▶ Work instruction: One number is all that is asked for: the number of lines below that hold the string "passed".

▶ Material for this exercise:
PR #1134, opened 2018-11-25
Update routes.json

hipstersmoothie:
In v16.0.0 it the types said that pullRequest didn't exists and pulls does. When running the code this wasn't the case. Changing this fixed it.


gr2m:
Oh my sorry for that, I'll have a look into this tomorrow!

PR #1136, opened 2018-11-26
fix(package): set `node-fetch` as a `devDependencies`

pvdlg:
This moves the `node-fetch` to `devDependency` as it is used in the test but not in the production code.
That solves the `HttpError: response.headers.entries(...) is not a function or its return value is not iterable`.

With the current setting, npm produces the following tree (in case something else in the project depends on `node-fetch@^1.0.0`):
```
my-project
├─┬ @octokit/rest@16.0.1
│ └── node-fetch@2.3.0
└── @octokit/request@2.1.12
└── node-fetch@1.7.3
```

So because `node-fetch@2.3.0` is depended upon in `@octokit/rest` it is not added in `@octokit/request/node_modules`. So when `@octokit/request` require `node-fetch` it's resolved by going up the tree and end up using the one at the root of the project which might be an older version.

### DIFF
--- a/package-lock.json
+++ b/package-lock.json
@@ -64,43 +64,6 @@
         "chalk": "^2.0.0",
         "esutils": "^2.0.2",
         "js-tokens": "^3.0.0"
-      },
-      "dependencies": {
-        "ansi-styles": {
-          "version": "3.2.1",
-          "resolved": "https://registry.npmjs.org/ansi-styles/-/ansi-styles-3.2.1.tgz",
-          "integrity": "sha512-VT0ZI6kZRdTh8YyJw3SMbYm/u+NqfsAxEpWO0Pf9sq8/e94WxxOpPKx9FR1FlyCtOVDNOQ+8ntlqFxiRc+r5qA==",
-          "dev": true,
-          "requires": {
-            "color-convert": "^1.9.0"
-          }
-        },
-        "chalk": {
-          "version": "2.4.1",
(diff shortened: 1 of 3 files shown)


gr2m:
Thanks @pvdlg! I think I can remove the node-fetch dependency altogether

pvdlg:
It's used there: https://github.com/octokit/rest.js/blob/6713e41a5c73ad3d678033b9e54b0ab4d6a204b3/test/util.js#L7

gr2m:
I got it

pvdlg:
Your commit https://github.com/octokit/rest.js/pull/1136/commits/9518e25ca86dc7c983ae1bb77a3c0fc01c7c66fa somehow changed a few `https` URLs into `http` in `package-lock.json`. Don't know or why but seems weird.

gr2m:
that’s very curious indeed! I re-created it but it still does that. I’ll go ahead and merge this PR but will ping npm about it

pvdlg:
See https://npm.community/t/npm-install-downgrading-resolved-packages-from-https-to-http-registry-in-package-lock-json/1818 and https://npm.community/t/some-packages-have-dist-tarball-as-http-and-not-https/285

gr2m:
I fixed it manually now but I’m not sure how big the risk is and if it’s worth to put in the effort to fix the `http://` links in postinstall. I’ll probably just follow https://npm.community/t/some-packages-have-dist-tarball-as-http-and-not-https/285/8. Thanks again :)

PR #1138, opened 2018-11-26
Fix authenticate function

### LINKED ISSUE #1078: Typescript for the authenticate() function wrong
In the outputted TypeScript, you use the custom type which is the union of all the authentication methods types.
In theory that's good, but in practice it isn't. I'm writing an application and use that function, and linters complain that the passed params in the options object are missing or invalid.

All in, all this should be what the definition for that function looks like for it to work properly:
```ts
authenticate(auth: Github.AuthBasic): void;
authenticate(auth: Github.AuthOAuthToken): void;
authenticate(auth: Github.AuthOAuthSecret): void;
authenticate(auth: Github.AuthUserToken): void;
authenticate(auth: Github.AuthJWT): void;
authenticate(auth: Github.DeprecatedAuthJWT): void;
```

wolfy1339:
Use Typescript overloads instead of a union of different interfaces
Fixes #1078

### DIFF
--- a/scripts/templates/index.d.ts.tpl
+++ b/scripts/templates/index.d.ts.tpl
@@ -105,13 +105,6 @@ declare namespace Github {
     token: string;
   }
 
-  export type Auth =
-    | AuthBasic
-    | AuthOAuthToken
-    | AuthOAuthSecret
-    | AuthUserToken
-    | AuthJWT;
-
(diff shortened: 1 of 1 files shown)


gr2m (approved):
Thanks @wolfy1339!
==
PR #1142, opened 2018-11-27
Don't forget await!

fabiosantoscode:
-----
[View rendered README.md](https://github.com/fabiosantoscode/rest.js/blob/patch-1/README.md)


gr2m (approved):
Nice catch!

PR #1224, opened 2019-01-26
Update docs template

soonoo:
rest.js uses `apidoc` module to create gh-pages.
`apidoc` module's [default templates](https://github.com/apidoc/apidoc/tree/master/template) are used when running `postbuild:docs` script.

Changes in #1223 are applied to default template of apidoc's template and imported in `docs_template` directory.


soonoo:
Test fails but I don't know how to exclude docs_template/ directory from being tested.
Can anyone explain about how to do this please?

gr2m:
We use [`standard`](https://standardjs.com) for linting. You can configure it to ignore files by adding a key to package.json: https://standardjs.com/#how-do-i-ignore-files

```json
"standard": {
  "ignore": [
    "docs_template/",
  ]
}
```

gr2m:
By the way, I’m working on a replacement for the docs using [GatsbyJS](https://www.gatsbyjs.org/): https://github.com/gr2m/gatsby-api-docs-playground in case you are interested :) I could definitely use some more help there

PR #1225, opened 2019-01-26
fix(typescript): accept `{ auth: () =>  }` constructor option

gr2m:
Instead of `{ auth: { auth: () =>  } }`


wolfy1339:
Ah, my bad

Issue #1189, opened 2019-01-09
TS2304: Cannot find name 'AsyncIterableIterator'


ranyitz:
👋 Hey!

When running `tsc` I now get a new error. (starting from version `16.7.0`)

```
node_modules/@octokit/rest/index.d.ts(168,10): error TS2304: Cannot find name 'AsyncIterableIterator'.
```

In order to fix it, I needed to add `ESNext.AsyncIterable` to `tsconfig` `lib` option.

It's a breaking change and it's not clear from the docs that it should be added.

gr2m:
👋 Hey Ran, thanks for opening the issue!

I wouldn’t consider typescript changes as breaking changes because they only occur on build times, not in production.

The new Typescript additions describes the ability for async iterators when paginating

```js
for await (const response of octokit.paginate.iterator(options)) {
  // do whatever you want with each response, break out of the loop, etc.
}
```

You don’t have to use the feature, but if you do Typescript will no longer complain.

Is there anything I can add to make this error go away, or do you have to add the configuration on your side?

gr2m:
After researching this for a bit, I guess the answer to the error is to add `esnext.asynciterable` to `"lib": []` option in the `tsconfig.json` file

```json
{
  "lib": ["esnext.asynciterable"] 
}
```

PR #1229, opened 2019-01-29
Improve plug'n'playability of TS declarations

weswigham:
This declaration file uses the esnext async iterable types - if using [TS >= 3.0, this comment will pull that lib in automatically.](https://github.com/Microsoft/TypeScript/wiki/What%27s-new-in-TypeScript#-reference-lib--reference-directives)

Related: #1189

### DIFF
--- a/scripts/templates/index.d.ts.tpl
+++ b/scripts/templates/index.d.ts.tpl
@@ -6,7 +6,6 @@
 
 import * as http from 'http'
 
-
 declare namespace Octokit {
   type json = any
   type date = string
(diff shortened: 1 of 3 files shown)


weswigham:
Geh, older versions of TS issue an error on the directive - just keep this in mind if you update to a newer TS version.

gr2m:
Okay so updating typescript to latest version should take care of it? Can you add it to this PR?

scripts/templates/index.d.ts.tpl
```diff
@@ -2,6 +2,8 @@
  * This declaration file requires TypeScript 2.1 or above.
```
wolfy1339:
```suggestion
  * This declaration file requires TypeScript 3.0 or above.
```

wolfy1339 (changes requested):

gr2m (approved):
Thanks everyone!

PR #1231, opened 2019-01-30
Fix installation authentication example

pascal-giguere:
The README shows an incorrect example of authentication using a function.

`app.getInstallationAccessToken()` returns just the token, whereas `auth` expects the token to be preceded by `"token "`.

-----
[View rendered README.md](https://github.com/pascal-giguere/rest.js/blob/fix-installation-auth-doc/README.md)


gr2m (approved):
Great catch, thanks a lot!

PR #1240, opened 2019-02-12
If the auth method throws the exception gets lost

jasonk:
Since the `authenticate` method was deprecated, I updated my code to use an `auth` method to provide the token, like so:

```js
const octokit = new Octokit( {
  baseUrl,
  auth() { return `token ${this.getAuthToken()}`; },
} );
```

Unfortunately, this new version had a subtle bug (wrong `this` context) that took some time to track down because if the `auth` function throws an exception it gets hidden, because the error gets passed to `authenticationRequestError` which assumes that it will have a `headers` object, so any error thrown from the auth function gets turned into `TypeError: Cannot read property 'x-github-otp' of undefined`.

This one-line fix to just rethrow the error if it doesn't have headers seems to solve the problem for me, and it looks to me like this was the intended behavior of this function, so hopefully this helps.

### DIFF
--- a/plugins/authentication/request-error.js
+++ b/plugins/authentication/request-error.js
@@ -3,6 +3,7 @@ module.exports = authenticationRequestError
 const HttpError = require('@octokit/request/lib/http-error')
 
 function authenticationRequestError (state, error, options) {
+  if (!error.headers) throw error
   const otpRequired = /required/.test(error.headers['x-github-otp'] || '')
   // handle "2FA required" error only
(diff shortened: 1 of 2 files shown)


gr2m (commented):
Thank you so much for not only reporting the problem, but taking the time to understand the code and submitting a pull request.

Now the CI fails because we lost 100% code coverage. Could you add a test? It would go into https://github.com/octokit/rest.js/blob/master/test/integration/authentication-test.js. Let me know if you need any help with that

▶ Solution for this problem: 2